Elliott started off SpeedWeeks by sitting on the pole for the Daytona 500 with a speed of 205.114.  That was almost four miles an hour faster than the speed put up for the pole the year before by Cale Yarborough.

Yarborough’s car had been powered by a Waddell Wilson engine.

Everybody was chasing the Georgia Gang during the 1985 Daytona 500. Photo courtesy the Andy Towler collection

In Thursday’s qualifying race, Elliott nearly lapped the entire field en route to the victory.  In the 60-lap event, Elliott lapped all but five cars in the field, and bested second place Darrell Waltrip by 37 seconds.

One driver was quoted as saying “We haven’t got a chance in the 500.”

They were right.

When the green flag dropped, Elliott flexed his muscles by leading 136 of the 200 laps that made up the event.  His competitors, including Yarborough, pushed their cars hard to stay with the Coors Thunderbird.  For most, they pushed too hard, coming away with engine failure.

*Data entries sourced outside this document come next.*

PR #2253, opened 2022-09-21
Fix Dropdown's `defaultValue`/`value` props behaviour

mickaelzhang:
## Screenshot / video

This message is showing up when `value` is provided
Screenshot 2022-09-21 at 15 45 34

### DIFF
--- a/src/Dropdown/Dropdown.tsx
+++ b/src/Dropdown/Dropdown.tsx
@@ -14,6 +14,7 @@ import { Icon } from '../Icon'
 import { Field } from '../fields/Field'
 import { CommonFieldProps } from '../fields/commonFieldTypes'
 import { useUniqueId } from '../utils/id'
+import { useControllableState } from '../utils/useControlledState'
 
 export type DropdownItem = {
   optionGroupLabel?: string
@@ -50,7 +51,7 @@ export const Dropdown = forwardRef(function Dropdown(
     id: idProp,
     placeholder,
     name,
-    value,
+    value: valueProp,
     defaultValue,
     disabled = false,
     list,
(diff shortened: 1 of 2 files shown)


src/Dropdown/Dropdown.tsx
```diff
@@ -63,6 +64,10 @@ export const Dropdown = forwardRef(function Dropdown(
   }: DropdownProps,
   ref: ForwardedRef<HTMLSelectElement>,
 ) {
+  const [value, setValue] = useControllableState({
+    initialState: defaultValue,
+    stateProp: valueProp,
+  })
```
mickaelzhang, line 70: `Dropdown` behaviour when used is still the same
Internally tho, it's always controlled even when only `defaultValue` is provided

src/Dropdown/Dropdown.tsx
```diff
@@ -94,17 +99,13 @@ export const Dropdown = forwardRef(function Dropdown(
...
-          }
           disabled={disabled || list.length < 1}
-          onChange={(e: FormEvent<HTMLSelectElement>) => {
-            onSelect && onSelect(e.currentTarget.value)
-            onInputChange && onInputChange(e)
+          onChange={(event) => {
+            const value = event.currentTarget.value
+
+            onSelect?.(value)
+            onInputChange?.(event)
```
mickaelzhang, line 107: Not sure a second event is needed tbh, is it used?

src/Dropdown/Dropdown.tsx
```diff
@@ -198,23 +199,16 @@ const StyledSelect = styled.select<UsesOutline>`
...
-  &:focus-within {
-    border: 2px solid ${theme.colors.outline};
-  }
-`}
-  ${({ value }) =>
-    value &&
-    value != '' &&
-    `
-    border: 2px solid ${theme.colors.outline};
-`}
```
mickaelzhang, line 216: I've removed this, I think it was not intended, there is a border when the component is controlled

src/Dropdown/Dropdown.tsx
fleonard: yeah I think FNOL added it cause `onSelect` return the string value while they needed the actual event

fleonard (approved):

src/Dropdown/Dropdown.tsx
josianed: `onInputChange` is not used at all throughout FNOL. It was added before the correct use of the input components & react-hook-forms was established and can be removed now

PR #2266, opened 2022-09-28
Remove Dropdown internal `useEffect`

mickaelzhang:


src/Dropdown/Dropdown.tsx
```diff
@@ -69,18 +68,9 @@ export const Dropdown = forwardRef(function Dropdown(
...
   const id = useUniqueId(idProp)
-  const [hasOptGroups, setHasOptGroups] = useState(false)
-  const [dropdownItemsGroups, setDropdownItemsGroups] = useState(
-    [] as DropdownItem[][],
-  )
-
-  useEffect(() => {
-    if (list.length === 1) {
-      onSelect(list[0].value)
-    }
```
mickaelzhang, line 80: This changed the behaviour of `Dropdown` slightly but I don't think this would be considered a breaking change?

fleonard: I don't think it's a massive deal if it doesn't auto select the element if there's only one.

fleonard (approved):

PR #2299, opened 2022-10-11
Fix searchInput when multiple items has the same value

fleonard:
## What does this do?

The SearchInput has an issue that if multiple items in the list has the same value when you select one of them it will always display the first of the list as label.

e.g. for countries `Britain`, `UK` and `United Kingdom` all has the same option value as `GB`. If you search and select `UK` the searchInput will always display `Britain` because it's the first label that he finds with `GB` value.

This PR fixes that so if you search for `UK`, `UK` will be displayed in the input. It will still select `Britain` for any persisted value that we pass to `SearchInput` because we essentially lose the label associated to the value the we pass down as a prop and will fallback to the first one he finds in the search list. Not really sure if there's a real fix for it unless we find a way to pass down both label and values to the component.

### DIFF
--- a/CHANGELOG.md
+++ b/CHANGELOG.md
@@ -1,5 +1,6 @@
-## [2.8.5] - 2022-10-10
-## Added
+## [2.9.0] - 2022-10-11
+### Changed
+- Update SearchInput logic to select correct item when value is the same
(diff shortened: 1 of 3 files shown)


githab666 (approved):
:shipit:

There was only one bump in the road for Elliott.  NASCAR held the Georgia driver in the pits during a green flag stop for around 45 seconds, claiming the team needed to fix a hole in the right front headlight cover.

Most observers figured that was the end of the fairy tale.

But Elliott thundered back, slicing through the field to retake the lead.  A late caution made the finish closer than it seemed, as Elliott outdistanced Lake Speed, the only other driver on the lead lap, by just under a second to win.